Well if p equals 0.59,
then what we need to do,
first we need to find the value of p hat that
results in rejection of the null hypothesis.
09:30
Remember that we reject H0 for our test
statistic p hat minus 0.6 over 0.0175
takes a value less than or equal to minus 1.645,
that's a value that we can find in the z-table.
09:43
So the value of p hat for which we reject the
null hypothesis by using some algebra,
we find that that value is p hat
less than or equal to 0.5712125.
09:54
What we need to do is find the probability that p^
is less than 0.5712125, given that p equals 0.59.
10:04
So what happens if p equals 0.59, then p hat
follows a normal distribution with mean 0.59
and standard deviation square root of
0.59 times 0.41 over 781 or 0.0176.
10:22
So then the power is the probability
that a normal (0,1) random variable
takes a value less than or equal to
0.5712125 minus 0.59 divided by 0.0176.
10:36
In other words this is the probability
that a normal (0,1) random variable
takes a value less than or equal
to minus 1.065 or 0.1434.
10:47
So what that means then is that if the
true population proportion is 0.59,
then we're gonna reject H0 14.34% of the time.
10:57
So what if the true population
proportion is 0.55?
Then the sample proportion follows a normal distribution
with mean 0.55 and standard deviation 0.0178.
11:10
So the power then is the probability that
p hat is less than or equal to 0.5712125,
given that p is equal 0.55 which is the
probability that a normal (0,1) random variable
takes a value less than .5712125 minus 0.55
divided by the standard deviation of .0178
which is the probability that a normal
(0,1) random variable takes a value
less than or equal to 1.1917 and
that probability is 0.08833.
11:44
So what this tells us then is if the true
percentage of helmet wearers is 0.55,
we're gonna reject the hypothesis
p equals 0.6, 88.33% of the time.
11:56
So the power has gone way up because we've moved
further away from the hypothesized value.
12:01
The question now becomes, can we increase the power and
reduce the type I error probability at the same time.
12:08
And the answer is yes but there's only one way
to do it and that's to increase the sample size.
12:13
Sometimes that's not a practical thing to do.
12:16
And sometimes we just kinda have to play the
hand that we're dealt in terms of power,
type II error and type I error.
12:22
So what can go wrong in hypothesis testing?

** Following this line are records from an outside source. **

PR #516, opened 2024-10-02
fix(tokens): NO-JIRA incorrect hsl for reference tokens

braddialpad:
# fix(tokens): NO-JIRA incorrect hsl for reference tokens

Obligatory GIF

- [x] Fix

## :book: Description

Fixing a problem Julio noticed where referenced tokens were not correctly generating HSL colors because a string like `var(--dt-color-foreground-critical-strong-inverted);` obviously doesn't contain any color information. Instead made the hsl reference its token instead of trying to generate new color data where it cannot.

Not generating HSL for gradient because it's very abnormal and I don't even think possible

Haven't really tested this much yet, will do more testing tomorrow.

### DIFF
--- a/packages/dialtone-tokens/postcss/constants.cjs
+++ b/packages/dialtone-tokens/postcss/constants.cjs
@@ -9,6 +9,7 @@
  */
 
 module.exports = {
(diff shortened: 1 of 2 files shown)


juliodialpad (approved):
Nice! This seems to work as expected, thanks @braddialpad

juliodialpad:
I'll merge this so I can test it on my branch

There are several things that we want to avoid.
12:27
First of all, do not interpret p-values as the
probability that the null hypothesis is true.
12:32
That's not what this means.
12:34
The p-value is the probability that
if the null hypothesis were true,
you observe a test statistic value as
wierd or wierder than what you observed.
12:44
Don't believe too much in
arbitratry significance levels.
12:48
Usually we use 0.05 but there's little difference
between a p-value of .0501 and a p-value 0.0499.
12:59
Don't confuse practical and
statistical significance.
13:02
We can make anything statistically significant
as long as we have a large enough sample size.
13:07
Don't forget that even though a test is carried out
perfectly in terms of mechanics and procedure,
we can still be wrong.
13:14
That's a risk that we have to take and that's a
risk that we always accept in hypothesis testing.
13:21
So if anybody watches NCIS, we'll look
at rule 51, sometimes you're wrong
and that's part of the risk
of hypothesis testing.
13:30
So what all did we do?
We talked about how to carry out our
hypothesis test for proportions
and we talked about the different types of mistakes
that we can make when it comes to hypothesis testing.
13:43
We talked about power
and how power increases
as the true proportion gets further
away from the hypothesized proportion.
13:50
We finished up with some common
issues in hypothesis testing,
common mistakes that are made
and how we can avoid them.
13:57
So this is the end of lecture 4 and I look
forward seeing you again for lecture 5.